ISR was found in at least one stent in 9.6% of patients at 1 year, 13.9% at 5 years, and 18.1% at 10 years. Interestingly, although ISR is often considered benign, the presentation of ISR over 10 years with stable angina in 9%, unstable angina in 7.4%, MI in 2.1%, and other unstable presentations like decompensated heart failure or ventricular arrhythmias in 0.4%. Doyle et al focused on the 2.1% of patients whose ISR presented with MI. These patients had increased mortality, with a hazard ratio of 2.4, compared to those whose ISR did not present with MI. Patients with ISR who did not present with MI had the same mortality as those with no ISR at all. Doyle et al caution that BMS are associated with a 2.1% rate of ISR presenting with MI over 10 years, and that this is associated with an increased mortality. Therefore, choosing a BMS because restenosis is considered "benign", compared to the risk of stent thrombosis caused by drug-eluting stents,may not necessarily be appropriate. Furthermore, although BMS have lower rates of stent thrombosis than drug-eluting stents, the rates of death and MI appear similar.
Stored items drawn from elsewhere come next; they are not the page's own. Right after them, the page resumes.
PR #1451, opened 2026-02-18
vello_cpu: Add `ImageResolver` for resolving opaque IDs at rasterization time

grebmeg:
This PR introduces `ImageResolver` trait and an image registry on `RenderContext`, enabling deferred resolution of `ImageSource::OpaqueId` images during `vello_cpu` rasterization. This decouples render command encoding from image data ownership, supporting patterns like dynamic sprite atlases and glyph caches where the backing pixmap may be updated between encoding and rendering.

image

### DIFF
--- a/sparse_strips/vello_common/src/paint.rs
+++ b/sparse_strips/vello_common/src/paint.rs
@@ -148,8 +148,8 @@ pub type Image = peniko::ImageBrush<ImageSource>;
 pub trait ImageResolver: Send + Sync {
     /// Resolve an `ImageId` to its pixmap data.
     ///
-    /// In `vello_cpu`, this is called during fine rasterization for each wide tile
-    /// command that references an `ImageSource::OpaqueId`.
+    /// This method may be called repeatedly (dozens or even hundreds of times
+    /// per frame) and should therefore be very fast.
     ///
     /// Returns `None` if the image ID is not found in the registry.
     fn resolve(&self, id: ImageId) -> Option<Arc<Pixmap>>;
--- a/sparse_strips/vello_cpu/src/render.rs
+++ b/sparse_strips/vello_cpu/src/render.rs
@@ -1055,7 +1055,7 @@ impl ImageResolver for ImageRegistry {
     }
 }
 
-/// Saved state for recording operations.¬
+/// Saved state for recording operations.
 #[derive(Debug)]
 pub struct RenderState {
     transform: Affine,


waywardmonkeys:
What's the story for the `vello_hybrid` version of this?

This seems like it is sitting on the edge of the discussions about resource management.

(That said, this looks like a decent direction for `vello_cpu` ... but I think we have to be thinking about the family of renderers as well.)

sparse_strips/vello_cpu/src/dispatch/multi_threaded.rs
```diff
@@ -379,7 +381,12 @@ impl MultiThreadedDispatcher {
         width: u16,
         height: u16,
         encoded_paints: &[EncodedPaint],
+        _image_resolver: &dyn ImageResolver,
     ) {
+        // Note: Multi-threaded dispatcher does not support ImageSource::OpaqueId.
+        // Images with OpaqueId will panic at rasterization time.
+        let noop_resolver = NoOpImageResolver;
```
LaurenzV: If we use the `NoOpImageResolver` anyway, why does it panic? Or does it already panic _in its current state_ (i.e. before this PR)?

sparse_strips/vello_cpu/src/render.rs
```diff
@@ -75,6 +76,13 @@ pub struct RenderContext {
     dispatcher: Box<dyn Dispatcher>,
     #[cfg(feature = "text")]
     pub(crate) glyph_caches: Option<GlyphCaches>,
+    /// Image registry for resolving `ImageSource::OpaqueId` to pixmap data.
+    ///
+    /// This allows decoupling render commands from image data, enabling
+    /// patterns like spritesheet rendering.
+    image_registry: HashMap<u32, Arc<Pixmap>>,
+    /// Counter for generating unique image IDs.
+    next_image_id: u32,
```
LaurenzV: nit, but it might be worth encapsulating the two into a custom struct?

sparse_strips/vello_cpu/src/render.rs
```diff
@@ -424,6 +434,10 @@ impl RenderContext {
     }
 
     /// Set the current paint.
+    ///
+    /// If the paint is an image with `ImageSource::OpaqueId`, it will be
+    /// resolved to the corresponding pixmap at rasterization time.
+    /// Make sure to register images with [`register_image`](Self::register_image) first.
```
LaurenzV, line 434: This needs a warning that this doesn't work with multi-threading enabled.

sparse_strips/vello_common/src/paint.rs
```diff
@@ -139,6 +139,29 @@ impl ImageSource {
...
+///
+/// This allows delaying the resolution of `ImageSource::OpaqueId` until the
+/// image is actually needed during rasterization, enabling patterns like
+/// dynamic sprite atlases where the image data may be updated between
+/// encoding and rendering.
+pub trait ImageResolver {
+    /// Resolve an `ImageId` to its pixmap data.
+    ///
+    /// Returns `None` if the image ID is not found in the registry.
+    fn resolve(&self, id: ImageId) -> Option<Arc<Pixmap>>;
```
LaurenzV, line 155: Is my intuition correct that, at least in `vello_cpu`, this is called _once_ at rasterization time and then cached, instead of being called individually in each wide tile? If so, might be worth documenting this (i.e. that this will be called once at rasterization time).

sparse_strips/vello_cpu/src/render.rs
```diff
@@ -655,6 +677,68 @@ impl RenderContext {
...
+    /// Register a pixmap in the image registry and return its [`ImageId`].
+    pub fn register_image(&mut self, pixmap: Arc<Pixmap>) -> ImageId {
+        let id = self.next_image_id;
+        self.next_image_id += 1;
+        self.image_registry.insert(id, pixmap);
+        ImageId::new(id)
+    }
+
+    /// Update an existing image in the registry with new pixmap data.
+    pub fn update_image(&mut self, id: ImageId, pixmap: Arc<Pixmap>) {
```
LaurenzV: What's the use case for this? Wouldn't it be better to just create a new image?

sparse_strips/vello_cpu/src/render.rs
```diff
@@ -954,7 +1038,7 @@ impl Recordable for RenderContext {
 
 /// Saved state for recording operations.
 #[derive(Debug)]
-struct RenderState {
+pub struct RenderState {
```
LaurenzV, line 1060: Why does this need to be public now?

sparse_strips/vello_cpu/src/render.rs
```diff
@@ -655,6 +677,68 @@ impl RenderContext {
...
+    }
+
+    /// Restore the saved rendering state.
+    pub fn restore_state(&mut self, state: RenderState) {
+        self.transform = state.transform;
+        self.fill_rule = state.fill_rule;
+        self.stroke = state.stroke;
+        self.paint = state.paint;
+        self.paint_transform = state.paint_transform;
+    }
```
LaurenzV, line 693: Same here, do those need to be public? If I'm not mistaken they are only used inside `vello_cpu`.

sparse_strips/vello_cpu/src/dispatch/multi_threaded.rs
grebmeg: I think I accidentally left that comment here, previously I had panic here from an `unimplemented!`. Moreover, I just verified this in multithreaded mode with the `image_spritesheet` test, and it seems to be working.

Corrected.

sparse_strips/vello_cpu/src/render.rs
grebmeg: They’re currently used in `vello_cpu`, but the main goal of almost all my PRs is to enable glyph caching in `parley_draw`, where I use both methods.

sparse_strips/vello_cpu/src/render.rs
grebmeg: ditto — I'm using it in `parley_draw` for glyph caching.

sparse_strips/vello_cpu/src/render.rs
grebmeg: Yes, I think we can do that.

Fixed.

sparse_strips/vello_cpu/src/render.rs
grebmeg: Actually, it seems to be working (I enabled this in the `image_spritesheet` test).

sparse_strips/vello_cpu/src/render.rs
grebmeg: Yeah, I think that makse sense.

Fixed.

sparse_strips/vello_common/src/paint.rs
grebmeg: Actually, the `ImageResolver` is passed all the way down to `fine.run_cmd()`, which is called per command per wide tile. When a `Cmd` references an `ImageSource::OpaqueId`, the resolver's `resolve()` is called at that point to get the pixmap. I left a short explanation here.

sparse_strips/vello_common/src/paint.rs
```diff
@@ -139,6 +139,32 @@ impl ImageSource {
...
+/// Trait for resolving opaque image IDs to pixmaps at rasterization time.
+///
+/// This allows delaying the resolution of `ImageSource::OpaqueId` until the
+/// image is actually needed during rasterization, enabling patterns like
+/// dynamic sprite atlases where the image data may be updated between
+/// encoding and rendering.
+pub trait ImageResolver: Send + Sync {
+    /// Resolve an `ImageId` to its pixmap data.
+    ///
+    /// In `vello_cpu`, this is called during fine rasterization for each wide tile
```
LaurenzV: The average user probably doesn't know what wide tile commands are. Maybe the comment should just be changed so that it says that this method might be called repeatedly dozens or even hundreds of time, and therefor should be very fast?

sparse_strips/vello_cpu/src/render.rs
```diff
@@ -952,9 +1011,53 @@ impl Recordable for RenderContext {
...
+}
+
+impl ImageResolver for ImageRegistry {
+    fn resolve(&self, id: ImageId) -> Option<Arc<Pixmap>> {
+        self.images.get(&id.as_u32()).cloned()
+    }
+}
+
+/// Saved state for recording operations.¬
```
LaurenzV:
```suggestion
/// Saved state for recording operations.
```

grebmeg: Oops 😊 Thanks!

PR #1453, opened 2026-02-18
vello_sparse_strips: Optimize pixel-aligned rect filling by bypassing path pipeline

grebmeg:
This PR adds a fast path for filling pixel-aligned rectangles that skips the full path processing pipeline (flatten → tiles → strips) and instead generates strip coverage data directly from the rectangle geometry. When `fill_rect` is called and both the transform and rect coordinates are pixel-aligned (integer translation + integer rect bounds), the renderer calls `fill_rect_fast` which produces strips directly, avoiding the overhead of path flattening and tiling. When these conditions aren't met, the renderer falls back to the standard pipeline, ensuring pixel-identical output in all cases.

```shell
cargo bench -p vello_bench -- render_rect
    Finished `bench` profile [optimized] target(s) in 0.12s
     Running unittests src/lib.rs (target/release/deps/vello_bench-71be2072ddfcacb3)

running 0 tests

test result: ok. 0 passed; 0 failed; 0 ignored; 0 measured; 0 filtered out; finished in 0.00s

     Running benches/main.rs (target/release/deps/main-706649511d898baa)
render_rect/14x14_via_path
                        time:   [278.46 ns 279.32 ns 280.08 ns]
                        change: [-2.5266% +0.5821% +2.7794%] (p = 0.75 > 0.05)
  1 (2.00%) high mild
render_rect/14x14_via_rect
                        time:   [33.874 ns 33.977 ns 34.075 ns]
                        change: [-0.4290% -0.0494% +0.2754%] (p = 0.78 > 0.05)
  2 (4.00%) high mild

```


sparse_strips/vello_common/src/strip.rs
```diff
@@ -431,3 +434,184 @@ fn render_impl<S: Simd>(
         accumulated_winding += acc;
     }
 }
+
```
LaurenzV: Do we maybe want to move all of this into a separate `rect.rs`? Up to you!

sparse_strips/vello_common/src/util.rs
```diff
@@ -61,6 +61,33 @@ pub fn normalized_mul_u8x16<S: Simd>(a: u8x16<S>, b: u8x16<S>) -> u16x16<S> {
...
 }
 
+/// Check if an affine transform is a pure integer translation.
+///
+/// Returns true if the transform only contains integer translation (no rotation,
+/// skew, or scaling), meaning rectangles will remain pixel-aligned after transformation.
+#[inline]
+pub fn is_integer_translation(transform: &Affine) -> bool {
+    let [a, b, c, d, e, f] = transform.as_coeffs();
+    (a - 1.0).abs() < 1e-9
```
LaurenzV: Can we reuse `SCALAR_NEARLY_ZERO` here?

LaurenzV: There's also a `is_nearly_zero` method, although it's only defined for f32. Maybe we can define it for f64 as well.

sparse_strips/vello_cpu/src/dispatch/multi_threaded.rs
```diff
@@ -476,6 +476,31 @@ impl Dispatcher for MultiThreadedDispatcher {
...
+        blend_mode: BlendMode,
+        mask: Option<Mask>,
+        _encoded_paints: &[EncodedPaint],
+    ) {
+        // For multi-threaded, fall back to path-based rendering.
+        // TODO: Implement optimized rect strip generation in worker threads.
+        let path = rect.to_path(0.0);
+        let start = self.allocation_group.path.len() as u32;
+        self.allocation_group.path.extend(&path);
+        let end = self.allocation_group.path.len() as u32;
```
LaurenzV: Is there any difficulty to implementing this? If so, could we at least render the rectangle directly into `allocation_group.path` instead of allocating a new path using `to_path`?

sparse_strips/vello_cpu/src/dispatch/single_threaded.rs
```diff
@@ -566,6 +566,34 @@ impl Dispatcher for SingleThreadedDispatcher {
...
+        let wide = &mut self.wide;
+
+        // Generate strips directly for the rectangle (bypasses path processing).
+        self.strip_generator.generate_filled_rect_fast(
+            rect,
+            &mut self.strip_storage,
+            self.clip_context.get(),
+        );
+
+        // Generate coarse-level commands from strips (layer_id 0 = root layer).
```
LaurenzV: Isn't 0 the thread index? Or why we can just assume the root layer here?

sparse_strips/vello_common/src/strip_generator.rs
```diff
@@ -175,6 +175,56 @@ impl StripGenerator {
...
+            intersect(self.level, clip_data, rect_data, strip_storage);
+        } else {
+            strip::render_rect_fast(
+                self.level,
+                clamped,
+                &mut strip_storage.strips,
+                &mut strip_storage.alphas,
+            );
+        }
+    }
```
LaurenzV: Is it possible to deduplicate this part with normal case? I think it should be if you create a new function that takes a closure for the strip rendering part.

sparse_strips/vello_common/src/strip_generator.rs
```diff
@@ -214,4 +264,186 @@ mod tests {
         assert!(generator.line_buf.is_empty());
         assert!(storage.is_empty());
     }
+
```
LaurenzV, line 264: It seems to me like all these method could also be made shorter by creating a new function (or just repurposing `assert_strips_equal` that takes a `Rect` and test name as input and does the whole logic.

sparse_strips/vello_common/src/strip.rs
```diff
@@ -431,3 +434,184 @@ fn render_impl<S: Simd>(
...
+    let y0 = (rect_y0 / Tile::HEIGHT) * Tile::HEIGHT;
+    let y1 = (rect_y1.saturating_add(Tile::HEIGHT - 1) / Tile::HEIGHT) * Tile::HEIGHT;
+    // Include one tile past the right edge so the right-edge tile column is
+    // covered by the edge-row wide-strip loop.
+    let x_end = right_tile_x.saturating_add(Tile::WIDTH);
+
+    if x_end <= left_tile_x || y1 <= y0 {
+        return;
+    }
```
LaurenzV: This means negative rectangles aren't handled correctly, right? We can probably ignore that case for now, but might be good to fix in the future.

sparse_strips/vello_common/src/strip.rs
```diff
@@ -431,3 +434,184 @@ fn render_impl<S: Simd>(
...
+
+    let tile_start_y = y0 / Tile::HEIGHT;
+    let tile_end_y = y1 / Tile::HEIGHT;
+
+    let (max_strips, max_alphas) =
+        calc_rect_reserve_capacity(x_end - left_tile_x, tile_end_y - tile_start_y);
+    strip_buf.reserve(max_strips);
+    alpha_buf.reserve(max_alphas);
```
LaurenzV: I'm wondering whether this is worth the additional "complexity" given that the strip and alpha buffers are reused across each frame for each path, so I think it won't have any effect in 99%+ of the cases. But up to you!

sparse_strips/vello_common/src/strip.rs
LaurenzV: (by that I mean maybe adding a TODO)

sparse_strips/vello_common/src/strip.rs
grebmeg: Fixed

sparse_strips/vello_common/src/util.rs
grebmeg: Fixed

sparse_strips/vello_cpu/src/dispatch/multi_threaded.rs
grebmeg: There’s no major difficulty involved, but it does require some additional time, which I’d prefer to focus on later.

Fixed.

sparse_strips/vello_cpu/src/dispatch/single_threaded.rs
grebmeg: Yes, you're right.

Updated all comments.

sparse_strips/vello_common/src/strip_generator.rs
grebmeg: Yep, that's possible.

Fixed.

sparse_strips/vello_common/src/strip_generator.rs
grebmeg: Nice idea! Thanks!

Fixed.

sparse_strips/vello_common/src/strip.rs
grebmeg: Yes, you're right. I've added TODO here.

sparse_strips/vello_common/src/strip.rs
grebmeg: Actually, I agree! I don’t think this adds enough value to justify keeping it here.

Removed.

Doyle et al suggest that the 2.1% rate of MI presentation of ISR, and the corresponding increase in mortality, may explain this discrepancy.


This study is limited by its retrospective design and the small numbers of events. Also, no data regarding duration of, or compliance with, dual anti-platelet therapy are presented. Another limitation is that the BMS used during the study period may not reflect the outcomes of newer BMS technologies that have reached the market since then. Finally, no comparisons can be drawn with other methods of treating coronary disease, such as medical therapy, drug-eluting stents, or bypass surgery. Notably, most of the patients in this study presented with acute coronary syndromes, so patients with stable coronary artery disease treated with BMS may not have the same outcomes. However, this study provides excellent long-term follow-up in a large cohort of patients reflecting current real-world clinical practice. Furthermore, using contemporary definitions of stent thrombosis, rather than old trial definitions, provides important new information that may help guide clinicians in decision-making in the cardiac catheterization lab.

In summary, use of BMS is associated with a significant risk of both stent thrombosis (2.0%) and ISR presenting with acute MI (2.1%) over a 10-year follow-up associated with increased mortality. The current tendency to use BMS over drug-eluting stents, for reasons of safety, may not be justified. Clinical decision-making should weigh the relative risks of restenosis and thrombosis on the basis of lesion- and patient-specific variables.